In Barnes v. Housing Auth. of Baltimore City, 231 Md. 147, 189 A.2d 100 (1963), the three-year old plaintiff fell into an uncovered, concrete access well located in the housing project in which he lived. The well was located just eighteen inches from a paved walkway that led to a playground. Id. at 150, 189 A.2d 100. When the child strayed from the walkway, he ceased to be an invitee, and could not recover. Id. at 152, 189 A.2d 100.
In Benson v. Baltimore Traction Co., 77 Md. 535, 26 A. 973 (1893), it was alleged that the president of Baltimore Traction Company 5 granted permission to a school graduating class to visit the company's power house. An employee showed the plaintiff and his classmates through the ground floor and basement of the powerhouse, pointing out certain machinery and warning of its dangers. Id. at 538, 26 A. 973. He then left the group and instructed them to look around for themselves without warning them of any further dangers. Id. While looking around, the plaintiff fell into an uncovered vat of boiling water that was flush with the floor and located in a poorly lighted area of the building. The trial court sustained the defendant's demurrer, and the Court of Appeals affirmed.6
In each of these cases, except perhaps Benson, in which the injured party was a bare licensee, trespassers had access to the defendants' property, and it was foreseeable that a trespasser would be injured by a condition located on the property. In many of the cases, there was actual knowledge that trespassers were on the property or routinely used the property. With the exception of Longeley, each of the cases involved a danger that was affirmatively created by the land owner. Moreover, it appears that in each case danger could have been averted without much effort or expense. Yet, in none of the cases did the land owner's conduct meet the wanton or willful standard. Considering the overwhelming authority, Polland's conduct, while arguably grossly negligent, simply does not rise to the level of wanton or willful.

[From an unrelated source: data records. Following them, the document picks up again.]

PR #154, opened 2023-06-08
Set HiveSource to streaming mode

yunfengzhou-hub:

This pull request fixes HiveSource's behavior and add test case and error message for certain unsupported cases.

## Brief change log

- Change HiveSource from batch to streaming read mode.
- Add error message and test case when HiveSource is created with timestamp.
- Add test case for the error message when a table without timestamp is used as the right table in a join

  - The public API: yes

## Documentation

### DIFF
--- a/python/feathub/feature_tables/sources/hive_source.py
+++ b/python/feathub/feature_tables/sources/hive_source.py
@@ -57,8 +57,6 @@ class HiveSource(FeatureTable):
         hive_catalog_conf_dir: str,
         schema: Schema,
         keys: Optional[List[str]] = None,
-        timestamp_field: Optional[str] = None,
-        timestamp_format: str = "epoch",
         processor_specific_props: Optional[Dict[str, str]] = None,
     ):
         """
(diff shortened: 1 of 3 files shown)


yunfengzhou-hub:
Hi @lindong28 could you please take a look at this PR?

python/feathub/feature_tables/sources/hive_source.py
```diff
@@ -75,9 +76,8 @@ def __init__(
         :param keys: Optional. The names of fields in this feature view that are
                      necessary to interpret a row of this table. If it is not None, it
                      must be a superset of keys of any feature in this table.
-        :param timestamp_field: Optional. If it is not None, it is the name of the field
-                                whose values show the time when the corresponding row
-                                is generated.
+        :param timestamp_field: Parameter inherited from parent class. Must be none for
```
lindong28, line 79: Would it be simpler to remove this field?

lindong28 (commented):
Thanks for the PR.

lindong28:
Thanks for the PR. LGTM.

Indeed, Polland did not want trespassers on the property in question, and did not expect anyone to attempt to visit the obviously vacant property. There was evidence that Polland had arranged, at some point, for some of the windows to be boarded up and the locks to be repaired or changed in order to keep out vagrants. At some point before the incident, a city official or officials placed yellow “caution” tape across the stairs and affixed a yellow “uninhabitable” sign to them. Although it is unclear whether Polland knew of the “caution” tape and the “uninhabitable” sign, a reasonable inference is that he knew, because city officials informed him of the dangerous conditions subsequent to their inspections. The trial court was legally correct when it determined that Polland's conduct was not willful and wanton and granted summary judgment in his favor.
JUDGMENT OF THE CIRCUIT COURT FOR MONTGOMERY COUNTY AFFIRMED.
COSTS TO BE PAID BY APPELLANTS.
1. Lane has since been overruled on other grounds by Baltimore Gas and Electric Co. v. Flippo, 348 Md. 680, 705 A.2d 1144 (1998).
2. Consequently, the term “business invitee” is sometimes used.
3. Traditionally, police officers and fire fighters are held to be licensees when they enter property in the performance of their duties. See Southland Corp. v. Griffith, 332 Md. 704, 713, 633 A.2d 84 (1993).
4. Indeed, if a person puts a “sale” sign in the window of an automobile and leaves the door unlocked, that does not mean that any person walking down the street who claims to be interested in purchasing the car can just open the door and get in.
5. It is this Court's understanding that the Baltimore Traction Company was a cable car company that operated cable cars between Druid Hill and Patterson Parks.
6. Although the plaintiff in Benson was a bare licensee, as opposed to a trespasser, the Court appeared to presume that the same standard of care is owed to each. See Benson, 77 Md. at 541-44, 26 A. 973 (“The vat was ․ in no proper sense a man trap.”).